I keep my Norton Antivirus up to date, run the Symantec firewall, and *still* got infected. It appears that it came in via Internet Explorer somehow, since the compressed binaries for the rootkits were found in the IE cache directories when I did the full system scan. Now, I don't run Internet Explorer very often, just for the very rare site that won't render in Firefox, so that puzzles me. But so it goes with Windows...
Anyhow, reason I didn't post anything last night was simple -- I was engaged in all-out war upon the nasty viruses that had crept in via Internet Exploder. Now, some of you ask, "hold it, what is a Linux penguin doing running Windows?" Well, that one is simple. The corporate firewall requires special software if I want to VPN in to work. Said special software only runs on Windows. Gah!
Anyhow, I have my laptop cleaned up now, so hopefully I can get some blogging done. Or not!
-- Badtux the Computer Penguin
Just a thought: I read the other day that the virus writers now intentionally write viruses that bypass the most common antovirus software (Norton Antivirus). The smaller (and cheaper) solutions are supposed to be much better, I woould recomment Bitdefender or Nod. It's the same problem as with Windows - the thing that everybody uses is always more vulnerable to infection, because it is a bigger target.

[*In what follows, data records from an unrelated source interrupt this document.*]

PR #2279, opened 2018-01-26
 maven: findProviders must always include the requirements in result 

bjhargrave:
We change the IndexFile.findProviders method to now use ResourcesRepository since it always includes the input requirements in the result.


seanbright:
LGTM & WFM 👍

PR #2280, opened 2018-01-26
URLCache: Reduce synchronization, improve concurrency.

seanbright:


seanbright:
I'm not entirely sure how I merged this. Should I revert?

bjhargrave:
You could use computeIfAbsent if you duck the exception.

```java
info = infos.computeIfAbsent(file, f -> {
  try {
    return new Info(file, uri);
  } catch (Exception e) {
    throw Exceptions.duck(e);
  }
});
```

ReplyDeleteStupid Windows crap. Vista's going to be more of the same when Stevie-B finally manages to squeeze it out; just you wait and see.
ReplyDeleteUnless you have rebuilt your system from scratch, it is not clean. Please don't trust it. Nothing on systems infected with root kits can be trusted. If this system is in the least bit mission critical, format the hard drive and rebuild the system from scratch using trusted sources. I find that one of the most telling things about Windows and the newest malware is when an MS security program director says,
ReplyDelete"...there really is no way to recover without nuking the systems from orbit."
This would be the same advice I would give anyone and it is the same for any OS. Windows, Linux, Unix, BSD, Solaris, you name it. Once any system has been compromised by a root kit, nothing on the system can be trusted--including some types of user data files. Fighting the newest malware is a task that many Linux users have little eXPerience with. That's why we use Linux. :)
An eXPerienced sysadmin.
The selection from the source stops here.